_Stored data:_
PR #105, opened 2019-02-18
Dynamic service methods in functional tests - with invoker factory

JamesNK:
Addresses #80

Builds on top of https://github.com/grpc/grpc-dotnet/pull/103 and adds an invoker factory.

The invoker factory provides a way for developers to inject custom logic to control how the service method is invoked. The default logic is still to use the method name to get a method via `typeof(Service).GetMethod(Method.Name)` and wrap it in a delegate.

Update: Made invoker factory internal. It can be made public in the future if there is user demand for it.

### DIFF
--- a/src/Grpc.AspNetCore.Server/GrpcBindingOptions.cs
+++ b/src/Grpc.AspNetCore.Server/GrpcBindingOptions.cs
@@ -16,24 +16,23 @@
 
 #endregion
 
+using System;
+using Grpc.AspNetCore.Server.Internal;
+using Grpc.Core;
+
 namespace Grpc.AspNetCore.Server
 {
     /// <summary>
-    /// A <see cref="TGrpcService"/> activator abstraction.
+    /// Options used to configure the binding of a gRPC service.
     /// </summary>
-    /// <typeparam name="TGrpcService">The service type.</typeparam>
-    public interface IGrpcServiceActivator<TGrpcService> where TGrpcService : class
+    public class GrpcBindingOptions<TService>
     {
         /// <summary>
-        /// Creates a service.
+        /// The action invoked to get service metadata via <see cref="ServiceBinderBase"/>.
         /// </summary>
-        /// <returns>The created service.</returns>
-        TGrpcService Create();
+        public Action<ServiceBinderBase, TService> BindAction { get; set; }
 
-        /// <summary>
-        /// Releases the specified service.
-        /// </summary>
-        /// <param name="hub">The service to release.</param>
-        void Release(TGrpcService service);
+        // Currently internal. It is set in tests via InternalVisibleTo. Can be made public if there is demand for it
+        internal IGrpcMethodInvokerFactory<TService> InvokerFactory { get; set; }
     }
 }
--- a/src/Grpc.AspNetCore.Server/GrpcEndpointRouteBuilderExtensions.cs
+++ b/src/Grpc.AspNetCore.Server/GrpcEndpointRouteBuilderExtensions.cs
@@ -17,19 +17,44 @@
 #endregion
 
 using System;
+using System.Reflection;
 using Grpc.AspNetCore.Server;
 using Grpc.AspNetCore.Server.Internal;
 using Grpc.Core;
-using Microsoft.AspNetCore.Builder;
 using Microsoft.AspNetCore.Routing;
 using Microsoft.Extensions.DependencyInjection;
-using Microsoft.Extensions.Options;
 
 namespace Microsoft.AspNetCore.Builder
 {
+    /// <summary>
+    /// Provides extension methods for <see cref="IEndpointRouteBuilder"/> to add gRPC service endpoints.
+    /// </summary>
     public static class GrpcEndpointRouteBuilderExtensions
     {
+        /// <summary>
+        /// Maps incoming requests to the specified <see cref="TService"/> type.
+        /// </summary>
+        /// <typeparam name="TService">The service type to map requests to.</typeparam>
+        /// <param name="builder">The <see cref="IEndpointRouteBuilder"/> to add the route to.</param>
+        /// <returns>An <see cref="IEndpointConventionBuilder"/> for endpoints associated with the service.</returns>
         public static IEndpointConventionBuilder MapGrpcService<TService>(this IEndpointRouteBuilder builder) where TService : class
+        {
+            if (builder == null)
+            {
+                throw new ArgumentNullException(nameof(builder));
+            }
+
+            return builder.MapGrpcService<TService>(configureOptions: null);
+        }
+
+        /// <summary>
+        /// Maps incoming requests to the specified <see cref="TService"/> type.
+        /// </summary>
+        /// <typeparam name="TService">The service type to map requests to.</typeparam>
+        /// <param name="builder">The <see cref="IEndpointRouteBuilder"/> to add the route to.</param>
+        /// <param name="configureOptions">A callback to configure binding options.</param>
+        /// <returns>An <see cref="IEndpointConventionBuilder"/> for endpoints associated with the service.</returns>
+        public static IEndpointConventionBuilder MapGrpcService<TService>(this IEndpointRouteBuilder builder, Action<GrpcBindingOptions<TService>> configureOptions) where TService : class
         {
             if (builder == null)
             {
@@ -38,42 +63,47 @@ namespace Microsoft.AspNetCore.Builder
 
             ValidateServicesRegistered(builder.ServiceProvider);
 
-            var service = typeof(TService);
+            var options = new GrpcBindingOptions<TService>();
+            options.BindAction = ReflectionBind<TService>;
+            options.InvokerFactory = new ReflectionMethodInvokerFactory<TService>();
+
+            configureOptions?.Invoke(options);
+
+            var callHandlerFactory = builder.ServiceProvider.GetRequiredService<ServerCallHandlerFactory<TService>>();
+            var serviceBinder = new GrpcServiceBinder<TService>(builder, callHandlerFactory, options.InvokerFactory);
 
             try
             {
-                // TService is an implementation of the gRPC service. It ultimately derives from Foo.TServiceBase base class.
-                // We need to access the static BindService method on Foo which implicitly derives from Object.
-                var baseType = service.BaseType;
-                while (baseType?.BaseType?.BaseType != null)
-                {
-                    baseType = baseType.BaseType;
-                }
-
-                // We need to call Foo.BindService from the declaring type.
-                var declaringType = baseType?.DeclaringType;
-
-                // The method we want to call is public static void BindService(ServiceBinderBase, BaseType)
-                var bindService = declaringType?.GetMethod("BindService", new[] { typeof(ServiceBinderBase), baseType });
-
-                if (bindService == null)
-                {
-                    throw new InvalidOperationException($"Cannot locate BindService(ServiceBinderBase, ServiceBase) method for the current service type: {service.FullName}. The type must be an implementation of a gRPC service.");
-                }
-
-                var callHandlerFactory = builder.ServiceProvider.GetRequiredService<ServerCallHandlerFactory<TService>>();
-
-                var serviceBinder = new GrpcServiceBinder<TService>(builder, callHandlerFactory);
-
-                // Invoke
-                bindService.Invoke(null, new object[] { serviceBinder, null });
-
-                return new CompositeEndpointConventionBuilder(serviceBinder.EndpointConventionBuilders);
+                options.BindAction(serviceBinder, null);
             }
             catch (Exception ex)
             {
-                throw new InvalidOperationException($"Unable to map gRPC service '{service.Name}'.", ex);
+                throw new InvalidOperationException($"Error binding gRPC service '{typeof(TService).Name}'.", ex);
             }
+
+            return new CompositeEndpointConventionBuilder(serviceBinder.EndpointConventionBuilders);
+        }
+
+        private static void ReflectionBind<TService>(ServiceBinderBase binder, TService service)
+        {
+            var serviceType = typeof(TService);
+
+            // TService is an implementation of the gRPC service. It ultimately derives from Foo.TServiceBase base class.
+            // We need to access the static BindService method on Foo which implicitly derives from Object.
+            var baseType = serviceType.BaseType;
+
+            // We need to call Foo.BindService from the declaring type.
+            var declaringType = baseType?.DeclaringType;
+
+            // The method we want to call is public static void BindService(ServiceBinderBase, BaseType)
+            var bindService = declaringType?.GetMethod("BindService", BindingFlags.Public | BindingFlags.Static, null, new[] { typeof(ServiceBinderBase), baseType }, Array.Empty<ParameterModifier>());
+
+            if (bindService == null)
+            {
+                throw new InvalidOperationException($"Cannot locate BindService(ServiceBinderBase, ServiceBase) method for the current service type: {serviceType.FullName}.");
+            }
+
+            bindService.Invoke(null, new object[] { binder, service });
         }
 
         private static void ValidateServicesRegistered(IServiceProvider serviceProvider)
--- a/src/Grpc.AspNetCore.Server/Internal/ServerMethods.cs
+++ b/src/Grpc.AspNetCore.Server/Internal/ServerMethods.cs
@@ -1,0 +1,34 @@
+﻿#region Copyright notice and license
+
+// Copyright 2019 The gRPC Authors
+//
+// Licensed under the Apache License, Version 2.0 (the "License");
+// you may not use this file except in compliance with the License.
+// You may obtain a copy of the License at
+//
+//     http://www.apache.org/licenses/LICENSE-2.0
+//
+// Unless required by applicable law or agreed to in writing, software
+// distributed under the License is distributed on an "AS IS" BASIS,
+// WITHOUT WARRANTIES OR CONDITIONS OF ANY KIND, either express or implied.
+// See the License for the specific language governing permissions and
+// limitations under the License.
+
+#endregion
+
+using System.Threading.Tasks;
+using Grpc.Core;
+
+namespace Grpc.AspNetCore.Server.Internal
+{
+    // Open delegate (the first argument is the TService instance) versions of the service call types.
+    // Needed because methods are executed with a new service instance each request.
+
+    internal delegate Task<TResponse> UnaryServerMethod<TService, TRequest, TResponse>(TService service, TRequest request, ServerCallContext serverCallContext);
+
+    internal delegate Task<TResponse> ClientStreamingServerMethod<TService, TRequest, TResponse>(TService service, IAsyncStreamReader<TRequest> stream, ServerCallContext serverCallContext);
+
+    internal delegate Task ServerStreamingServerMethod<TService, TRequest, TResponse>(TService service, TRequest request, IServerStreamWriter<TResponse> stream, ServerCallContext serverCallContext);
+
+    internal delegate Task DuplexStreamingServerMethod<TService, TRequest, TResponse>(TService service, IAsyncStreamReader<TRequest> input, IServerStreamWriter<TResponse> output, ServerCallContext serverCallContext);
+}
--- a/src/Grpc.AspNetCore.Server/Properties/AssemblyInfo.cs
+++ b/src/Grpc.AspNetCore.Server/Properties/AssemblyInfo.cs
@@ -35,3 +35,10 @@ using System.Runtime.CompilerServices;
     "0442bb8e12768722de0b0cb1b15e955b32a11352740ee59f2c94c48edc8e177d1052536b8ac651bce11ce5da3a" +
     "27fc95aff3dc604a6971417453f9483c7b5e836756d5b271bf8f2403fe186e31956148c03d804487cf642f8cc0" +
     "71394ee9672dfe5b55ea0f95dfd5a7f77d22c962ccf51320d3")]
+
+// For Moq. This assembly needs access to internal types via InternalVisibleTo to be able to mock them
+[assembly: InternalsVisibleTo("DynamicProxyGenAssembly2, PublicKey=0024000004800000940000000602" +
+    "000000240000525341310004000001000100c547cac37abd99c8db225ef2f6c8a3602f3b3606cc9891605d02ba" +
+    "a56104f4cfc0734aa39b93bf7852f7d9266654753cc297e7d2edfe0bac1cdcf9f717241550e0a7b191195b7667" +
+    "bb4f64bcb8e2121380fd1d9d46ad2d92d2d15605093924cceaf74c4861eff62abf69b9291ed0a340e113be11e6" +
+    "a7d3113e92484cf7045cc7")] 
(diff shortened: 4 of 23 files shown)


test/FunctionalTests/Infrastructure/DynamicGrpcService.cs
```diff
@@ -0,0 +1,116 @@
...
+        private readonly DynamicEndpointDataSource _endpointDataSource;
+        private readonly IServiceProvider _serviceProvider;
+
+        public DynamicGrpcServiceRegister(DynamicEndpointDataSource endpointDataSource, IServiceProvider serviceProvider)
+        {
+            _endpointDataSource = endpointDataSource;
+            _serviceProvider = serviceProvider;
+        }
+
+        public string AddUnaryMethod<TRequest, TResponse, TService>(UnaryServerMethod<TRequest, TResponse> callHandler)
```
JamesNK: Can add other service types if/when we're happy with this.

src/Grpc.AspNetCore.Server/ServerMethods.cs
```diff
@@ -0,0 +1,33 @@
...
+{
+    // We're using an open delegate (the first argument is the TService instance) to represent calls here since the instance is create per request.
+
+    public delegate Task<TResponse> UnaryServerMethod<TRequest, TResponse, TService>(TService service, TRequest request, ServerCallContext serverCallContext);
+
+    public delegate Task<TResponse> ClientStreamingServerMethod<TRequest, TResponse, TService>(TService service, IAsyncStreamReader<TRequest> stream, ServerCallContext serverCallContext);
+
+    public delegate Task ServerStreamingServerMethod<TRequest, TResponse, TService>(TService service, TRequest request, IServerStreamWriter<TResponse> stream, ServerCallContext serverCallContext);
+
+    public delegate Task DuplexStreamingServerMethod<TRequest, TResponse, TService>(TService service, IAsyncStreamReader<TRequest> input, IServerStreamWriter<TResponse> output, ServerCallContext serverCallContext);
```
JamesNK: The open delegates are now public because they are created by the invoker factory. Thoughts?

davidfowl: If we make them public I'd prefer for them to live in Grpc.Core

JamesNK: Maybe. Nothing in Grpc.Core.Api would use them unless codegen and ServiceBinderBase was updated.

Grpc.Core.* is locked down for 1.19 so they have to live here for the first preview.

test/FunctionalTests/UnaryMethodTests.cs
```diff
@@ -196,5 +215,49 @@ public async Task SendHeadersTwice_ThrowsException()
             var responseMessage = MessageHelpers.AssertReadMessage<HelloReply>(await response.Content.ReadAsByteArrayAsync().DefaultTimeout());
             Assert.AreEqual("Exception validated", responseMessage.Message);
         }
+
+        [Test]
+        public async Task ValidRequest_ReturnContextInfoInTrailers()
+        {
+            static Task<Empty> ReturnContextInfoInTrailers(Empty request, ServerCallContext context)
```
JamesNK: spicy

src/Grpc.AspNetCore.Server/GrpcBindingOptions.cs
```diff
@@ -0,0 +1,39 @@
...
+
+#endregion
+
+using System;
+using Grpc.Core;
+
+namespace Grpc.AspNetCore.Server
+{
+    /// <summary>
+    /// Options used to configure the binding of HTTP/2 to a .NET service.
```
davidfowl: >     /// Options used to configure the binding of HTTP/2 to a .NET service.

    /// Options used to configure the binding a GRPC service.

src/Grpc.AspNetCore.Server/ServerMethods.cs
rynowak: Why does the invoker factory need to be public?

test/FunctionalTests/UnaryMethodTests.cs
rynowak: That is real spicy.

src/Grpc.AspNetCore.Server/ServerMethods.cs
JamesNK: I could be internal and be accessed via InternalVisibleTo. It could be useful for other devs who don't want to be died to reflection to get the call handler method.

davidfowl: We should only make things like that public when people ask. It’s looking pretty niche right now

src/Grpc.AspNetCore.Server/Properties/AssemblyInfo.cs
```diff
@@ -35,3 +35,9 @@
     "0442bb8e12768722de0b0cb1b15e955b32a11352740ee59f2c94c48edc8e177d1052536b8ac651bce11ce5da3a" +
     "27fc95aff3dc604a6971417453f9483c7b5e836756d5b271bf8f2403fe186e31956148c03d804487cf642f8cc0" +
     "71394ee9672dfe5b55ea0f95dfd5a7f77d22c962ccf51320d3")]
+
+[assembly: InternalsVisibleTo("DynamicProxyGenAssembly2, PublicKey=0024000004800000940000000602" +
```
JamesNK: So Moq will work with InternalVisibleTo types.

src/Grpc.AspNetCore.Server/GrpcBindingOptions.cs
```diff
@@ -31,9 +32,7 @@ public class GrpcBindingOptions<TService>
         /// </summary>
         public Action<ServiceBinderBase, TService> BindAction { get; set; }
```
davidfowl: What’s this for? When would you override it?

JamesNK: gRPC will code gen a method that we use to discover methods on the service:

```cs
    /// <summary>Register service method with a service binder with or without implementation. Useful when customizing the  service binding logic.
    /// Note: this method is part of an experimental API that can change or be removed without any prior notice.</summary>
    /// <param name="serviceBinder">Service methods will be bound by calling <c>AddMethod</c> on this object.</param>
    /// <param name="serviceImpl">An object implementing the server-side handling logic.</param>
    public static void BindService(grpc::ServiceBinderBase serviceBinder, GreeterBase serviceImpl)
    {
      serviceBinder.AddMethod(__Method_SayHello, serviceImpl == null ? null : new grpc::UnaryServerMethod<global::Greet.HelloRequest, global::Greet.HelloReply>(serviceImpl.SayHello));
      serviceBinder.AddMethod(__Method_SayHellos, serviceImpl == null ? null : new grpc::ServerStreamingServerMethod<global::Greet.HelloRequest, global::Greet.HelloReply>(serviceImpl.SayHellos));
    }
```

Gprc.Tools always places this in the same location, but if another tool is used to generate the services - perhaps you want to use something other than Google.Protobuf for serialization - then the method could be in a different location. This delegate allows you to specify the method explicitly.

```cs
    builder.MapGrpcService<GreeterService>(options => options.BindAction = Greet.Greeter.BindService);
```

davidfowl: Oh no I’m aware I’m mostly asking if we think this is useful to expose in this first class way. Do we think people should be doing this? Is this something we’re going to generate in the future?

JamesNK: I see explicitly setting the bind action as an escape hatch for when  `MapGrpcService<T>()` doesn't work. If we don't provide an escape hatch then any code gen-ed types that don't have the right structure (and the structure is pretty weird tbh) will be locked out from being used with `Grpc.AspNetCore`.

src/Grpc.AspNetCore.Server/Internal/ServerMethods.cs
```diff
@@ -0,0 +1,34 @@
...
+
+using System.Threading.Tasks;
+using Grpc.Core;
+
+namespace Grpc.AspNetCore.Server.Internal
+{
+    // Open delegate (the first argument is the TService instance) versions of the service call types
+    // Useful because methods are executed with an instance create per request.
+
+    internal delegate Task<TResponse> UnaryServerMethod<TRequest, TResponse, TService>(TService service, TRequest request, ServerCallContext serverCallContext);
```
jtattermusch: possible refactor: generic parameter order is different `<TRequest, TResponse, TService>` from the argument order. Should we align these?

src/Grpc.AspNetCore.Server/Internal/IGrpcServiceInvokerFactory.cs
```diff
@@ -0,0 +1,34 @@
...
+
+namespace Grpc.AspNetCore.Server.Internal
+{
+    /// <summary>
+    /// An interface for creating delegates used to invoke service methods on .NET types.
+    /// </summary>
+    /// <typeparam name="TService">The service type.</typeparam>
+    internal interface IGrpcServiceInvokerFactory<TService>
+    {
+        UnaryServerMethod<TRequest, TResponse, TService> CreateUnaryInvoker<TRequest, TResponse>(Method<TRequest, TResponse> method);
```
jtattermusch: While in the default MapGrpcService() use case the TService is actually the type of the generated service class, 
if one uses the MapGrpcService() overload with binder options and custom IGrpcServiceInvokerFactory,  it is no longer clear that TService denotes a service class. It could be something else, depending on given IGrpcServiceInvokerFactory implementation?

src/Grpc.AspNetCore.Server/ServerMethods.cs
rynowak: I'd strongly advise against making implementation details like this public. If users ask for it, consider making a *different thing* for their scenario and making that public instead.

test/FunctionalTests/Grpc.AspNetCore.FunctionalTests.csproj
```diff
@@ -5,7 +5,7 @@
 
     <IsPackable>false</IsPackable>
 
-    <LangVersion>latest</LangVersion>
+    <LangVersion>8.0</LangVersion>
```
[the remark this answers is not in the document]
JamesNK: For some reason "latest" is defaulting to 7.3 (?) of csharp and not 8.0. This might be a preview thing. I think this is required for now and can change to latest in the future.

8.0 is required for static local methods.

test/FunctionalTests/Infrastructure/DynamicGrpcService.cs
```diff
@@ -0,0 +1,116 @@
...
+            where TService : class
+            where TRequest : class, IMessage, new()
+            where TResponse : class, IMessage, new()
+        {
+            var method = CreateMethod<TRequest, TResponse, TService>(MethodType.Unary, Guid.NewGuid().ToString());
```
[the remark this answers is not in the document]
JamesNK: I didn't like having a set of 4 "dynamic" methods that were changed on a test-by-test basis because it runs into trouble when tests execute in parallel.

If test A sets the unary method to Foo, and test B sets the unary method to Bar, and they run at the same time then a race condition occurs.

Also this pattern lets different message types for different tests.

src/Grpc.AspNetCore.Server/Internal/IGrpcServiceInvokerFactory.cs
JamesNK: We need TService because that is part of the delegate signature, and it is the type that will be passed to the delegate when it is executed.

But TService doesn't necessarily have to be used by the delegate. In the inline tests it is ignored.

Does that make sense?

src/Grpc.AspNetCore.Server/GrpcEndpointRouteBuilderExtensions.cs
```diff
@@ -20,60 +20,94 @@
...
+        }
+
+        /// <summary>
+        /// Maps incoming requests to the specified <see cref="TService"/> type.
+        /// </summary>
+        /// <typeparam name="TService">The service type to map requests to.</typeparam>
+        /// <param name="builder">The <see cref="IEndpointRouteBuilder"/> to add the route to.</param>
+        /// <param name="configureOptions">A callback to configure binding options.</param>
+        /// <returns>An <see cref="IEndpointConventionBuilder"/> for endpoints associated with the service.</returns>
+        public static IEndpointConventionBuilder MapGrpcService<TService>(this IEndpointRouteBuilder builder, Action<GrpcBindingOptions<TService>> configureOptions) where TService : class
```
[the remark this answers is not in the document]
JamesNK: Note that invoker factory is internal for now.

I think these are scenarios to think about but not solve in this PR. I'll create issues for them to discuss in more detail.

> * define a custom handler for given gRPC method (without necessarily using a generated class as a handler).

This is an interesting thought. I created an issue for it - https://github.com/grpc/grpc-dotnet/issues/111

> * define a fallback gRPC method handler that would enable implementing e.g. "Unimplemented method" handler (one of the interop test cases).

I've created an issue to cover the basics of setting the status - https://github.com/grpc/grpc-dotnet/issues/109

Are fallback handlers a thing in other frameworks? We could solve that scenaro using an [adhoc handler](https://github.com/grpc/grpc-dotnet/issues/111) with a wildcard route: `routes.MapGrpcUnaryMethod<HelloRequest, HelloReply>("Greet.Greeter/{any*}", handler);`

Another option could be an attribute that a user could place on a method in the service implementation that says that this method should be used as a fallback.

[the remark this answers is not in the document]
JamesNK: > * allow defining a "generic" grpc service that allows handling RPCs without access to raw message payloads, without necessarily parsing them.

Something like:

```cs
routes.MapGrpcUnaryMethod("Greet.Greeter/{any*}", (payload, context) =>
{
    var messageData = new byte { 0, 1 };
    return messageData;
});
```

???

src/Grpc.AspNetCore.Server/GrpcEndpointRouteBuilderExtensions.cs
```diff
@@ -20,60 +20,94 @@
...
-                }
+        private static void ReflectionBind<TService>(ServiceBinderBase binder, TService _)
+        {
+            var service = typeof(TService);
 
-                var callHandlerFactory = builder.ServiceProvider.GetRequiredService<ServerCallHandlerFactory<TService>>();
+            // TService is an implementation of the gRPC service. It ultimately derives from Foo.TServiceBase base class.
+            // We need to access the static BindService method on Foo which implicitly derives from Object.
+            var baseType = service.BaseType;
+            while (baseType?.BaseType?.BaseType != null)
```
halter73: I know this logic isn't new in this PR, but it cannot be correct to jump over two base types at a time. It looks like this code is trying to get the type that derives from System.Object (e.g. Greet.Greeter+GreeterBase) instead of the object type itself. The problem is that this only works if there is an even number of base types. So it works for:

```
GreeterService -> Greet.Greeter+GreeterBase -> System.Object -> null
```

But it breaks for:

```
GreeterService -> IntermediateDerivedType -> Greet.Greeter+GreeterBase -> System.Object -> null
```

In the second case, baseType would be System.Object instead of Greet.Greeter+GreeterBase as expected when the loop ends.

src/Grpc.AspNetCore.Server/GrpcEndpointRouteBuilderExtensions.cs
```diff
@@ -20,60 +20,94 @@
...
+            // The method we want to call is public static void BindService(ServiceBinderBase, BaseType)
+            var bindService = declaringType?.GetMethod("BindService", new[] { typeof(ServiceBinderBase), baseType });
 
-                return new CompositeEndpointConventionBuilder(serviceBinder.EndpointConventionBuilders);
-            }
-            catch (Exception ex)
+            if (bindService == null)
             {
-                throw new InvalidOperationException($"Unable to map gRPC service '{service.Name}'.", ex);
+                throw new InvalidOperationException($"Cannot locate BindService(ServiceBinderBase, ServiceBase) method for the current service type: {service.FullName}.");
```
halter73: Why remove "The type must be an implementation of a gRPC service."? If ReflectionBind is being used, TService does need to implement a generated gRPC service type, right?

src/Grpc.AspNetCore.Server/GrpcEndpointRouteBuilderExtensions.cs
```diff
@@ -20,60 +20,94 @@
...
-                // We need to access the static BindService method on Foo which implicitly derives from Object.
-                var baseType = service.BaseType;
-                while (baseType?.BaseType?.BaseType != null)
-                {
-                    baseType = baseType.BaseType;
-                }
-
-                // We need to call Foo.BindService from the declaring type.
-                var declaringType = baseType?.DeclaringType;
+                options.BindAction(serviceBinder, null);
```
halter73: Is BindAction ever called with a non-null TService? If not, why have the second argument?

src/Grpc.AspNetCore.Server/GrpcEndpointRouteBuilderExtensions.cs
```diff
@@ -20,60 +20,94 @@
...
-            }
-            catch (Exception ex)
+            if (bindService == null)
             {
-                throw new InvalidOperationException($"Unable to map gRPC service '{service.Name}'.", ex);
+                throw new InvalidOperationException($"Cannot locate BindService(ServiceBinderBase, ServiceBase) method for the current service type: {service.FullName}.");
             }
+
+            // Invoke
+            bindService.Invoke(null, new object[] { binder, null });
```
halter73: You might as well pass the `TService _` argument through here instead of null, right? In practice it seems it will always be null anyway.

src/Grpc.AspNetCore.Server/GrpcEndpointRouteBuilderExtensions.cs
```diff
@@ -20,60 +20,94 @@
...
+            }
 
-                var serviceBinder = new GrpcServiceBinder<TService>(builder, callHandlerFactory);
+            // We need to call Foo.BindService from the declaring type.
+            var declaringType = baseType?.DeclaringType;
 
-                // Invoke
-                bindService.Invoke(null, new object[] { serviceBinder, null });
+            // The method we want to call is public static void BindService(ServiceBinderBase, BaseType)
+            var bindService = declaringType?.GetMethod("BindService", new[] { typeof(ServiceBinderBase), baseType });
```
halter73: Should we use custom BindingFlags to exclude non-static methods?

src/Grpc.AspNetCore.Server/GrpcEndpointRouteBuilderExtensions.cs
JamesNK: Because of different code gen output, what we support as a gRPC service is different from what your tool output as a gRPC service. This error message is more accurate to what the problem is.

src/Grpc.AspNetCore.Server/GrpcEndpointRouteBuilderExtensions.cs
JamesNK: Because code gen outputs a second argument that we don't use. We could make BindAction only take ServiceBinderBase but user code would go from:

```cs
builder.MapGrpcService<GreeterService>(options => options.BindAction = Greet.Greeter.BindService);
```

To:

```cs
builder.MapGrpcService<GreeterService>(options => options.BindAction = (binder) => Greet.Greeter.BindService(binder, null));
```

src/Grpc.AspNetCore.Server/GrpcEndpointRouteBuilderExtensions.cs
JamesNK: I guess, although we'll pass in the ServiceBinderBase implementation and we'll never do anything with the service.

src/Grpc.AspNetCore.Server/GrpcEndpointRouteBuilderExtensions.cs
JamesNK: 🤷‍♂️ 

I think it has been copy and pasted through the ages. I'll check it out

JamesNK: As far as I can tell it never did anything.

src/Grpc.AspNetCore.Server/Internal/IGrpcServiceInvokerFactory.cs
jtattermusch: Sure, I was just wondering if it should really be called TService when it can in fact represent other things too.

test/FunctionalTests/Infrastructure/DynamicGrpcService.cs
```diff
@@ -0,0 +1,116 @@
...
+using Microsoft.AspNetCore.Builder.Internal;
+using Microsoft.AspNetCore.Routing;
+using Moq;
+
+namespace Grpc.AspNetCore.FunctionalTests.Infrastructure
+{
+    /// <summary>
+    /// Used by tests to add new service methods.
+    /// </summary>
+    public class DynamicGrpcServiceRegister
```
jtattermusch: nit: should this be DynamicGrpcServiceRegistry?

test/FunctionalTests/Infrastructure/DynamicGrpcService.cs
```diff
@@ -0,0 +1,116 @@
+﻿#region Copyright notice and license
```
jtattermusch: nit: make the file name match the class name?

src/Grpc.AspNetCore.Server/GrpcBindingOptions.cs
```diff
@@ -0,0 +1,38 @@
...
+using System;
+using Grpc.AspNetCore.Server.Internal;
+using Grpc.Core;
+
+namespace Grpc.AspNetCore.Server
+{
+    /// <summary>
+    /// Options used to configure the binding of a gRPC service.
+    /// </summary>
+    public class GrpcBindingOptions<TService>
```
jtattermusch: I think I'm happy with the GrpcBindingOptions for now, if the assumption is that we will revisit the API for mapping/binding grpc services and methods in the future before we treat this API as stable (I think we should do an API review at some point as proposed in https://github.com/grpc/grpc-dotnet/issues/111#issuecomment-465504107).

src/Grpc.AspNetCore.Server/Internal/IGrpcServiceInvokerFactory.cs
JamesNK: Maybe. IMO we shouldn't think too hard about it because it is internal, and only in unit tests could it mean something else.

test/FunctionalTests/Infrastructure/DynamicGrpcServiceRegistry.cs
```diff
@@ -0,0 +1,116 @@
...
+        private readonly DynamicEndpointDataSource _endpointDataSource;
+        private readonly IServiceProvider _serviceProvider;
+
+        public DynamicGrpcServiceRegistry(DynamicEndpointDataSource endpointDataSource, IServiceProvider serviceProvider)
+        {
+            _endpointDataSource = endpointDataSource;
+            _serviceProvider = serviceProvider;
+        }
+
+        public string AddUnaryMethod<TService, TRequest, TResponse>(UnaryServerMethod<TRequest, TResponse> callHandler)
```
JunTaoLuo: Also add support for streaming methods?

JamesNK: Ah yes. Will do in a follow up.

_Work item:_ From the entries above, return exactly the line containing "Dynamic service methods", the line containing "TGrpcService : class", and all lines between, and nothing else.

_Solution for this problem:_
Dynamic service methods in functional tests - with invoker factory

JamesNK:
Addresses #80

Builds on top of https://github.com/grpc/grpc-dotnet/pull/103 and adds an invoker factory.

The invoker factory provides a way for developers to inject custom logic to control how the service method is invoked. The default logic is still to use the method name to get a method via `typeof(Service).GetMethod(Method.Name)` and wrap it in a delegate.

Update: Made invoker factory internal. It can be made public in the future if there is user demand for it.

### DIFF
--- a/src/Grpc.AspNetCore.Server/GrpcBindingOptions.cs
+++ b/src/Grpc.AspNetCore.Server/GrpcBindingOptions.cs
@@ -16,24 +16,23 @@
 
 #endregion
 
+using System;
+using Grpc.AspNetCore.Server.Internal;
+using Grpc.Core;
+
 namespace Grpc.AspNetCore.Server
 {
     /// <summary>
-    /// A <see cref="TGrpcService"/> activator abstraction.
+    /// Options used to configure the binding of a gRPC service.
     /// </summary>
-    /// <typeparam name="TGrpcService">The service type.</typeparam>
-    public interface IGrpcServiceActivator<TGrpcService> where TGrpcService : class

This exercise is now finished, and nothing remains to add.